Effective web content management goes well beyond presentation Along with the decentralization of content on your website comes the addition of social networking and content that lives outside your site. This may come in the form of a MySpace or YouTube strategy – or simply developing relationships with external bloggers. Additionally, users may be contributing content, which you should be able to manage through your content management system and reuse. Also remember, whether it’s through blogs, publishing RSS, other syndicated feeds, wireless or other formats, making your content easy to consume by these other sites is important.
Managing your website is a process — not a product Your team is much more important than your tool. Look to add expertise to your team, not features to your software application. Best-of-breed and/or Software-as-a-Service (SaaS) solutions can play an important role here — not suites of products.
The web is quickly realizing its potential as a unified computing platform, and content and functional integration is becoming easier and easier. There’s little reason to not approach your solution using best-of-breed solutions and expertise for whatever you’re looking for. A specialized social networking tool vendor understands managing relationships with customers. An email campaign management vendor spends considerable resources to maintain ISP relationships to ensure mail deliverability. A strong web content management vendor has considerable expertise in terms of translation workflow, landing page management, SEO and information architecture expertise. No single company can be great at everything.

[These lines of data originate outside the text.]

PR #3, opened 2021-08-06
Add an RFC describing SV boolean semantics

leonerd:
While this is still in progress its ID number remains "TODO"; I will set it to the next free number just before merge.

### DIFF
--- a/README.md
+++ b/README.md
@@ -63,6 +63,7 @@ These files describe the process we are trialling
 |----|-------|
 |0002|Re-implement number to string conversion|
 |0005|Everything slices|
+|0008|Stable SV Boolean Type|
 
 ### Rejected
 
--- a/rfcs/rfc0008.md
+++ b/rfcs/rfc0008.md
@@ -1,0 +1,155 @@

Like my comment about the iPod and my grandfather’s comments about the radio before it, within a few years, you might be reminiscing to someone about how you can remember when AJAX and social networking and RSS feeds were all the rage. Then, as you change your web strategy to fit the fact that more people access the web using their super newfangled HiDef-capable personal PDA connected to their flying car, you have the flexibility to do so.
Just remember to take the geek out of your web content strategy. Technology doesn’t communicate to your customers, you do.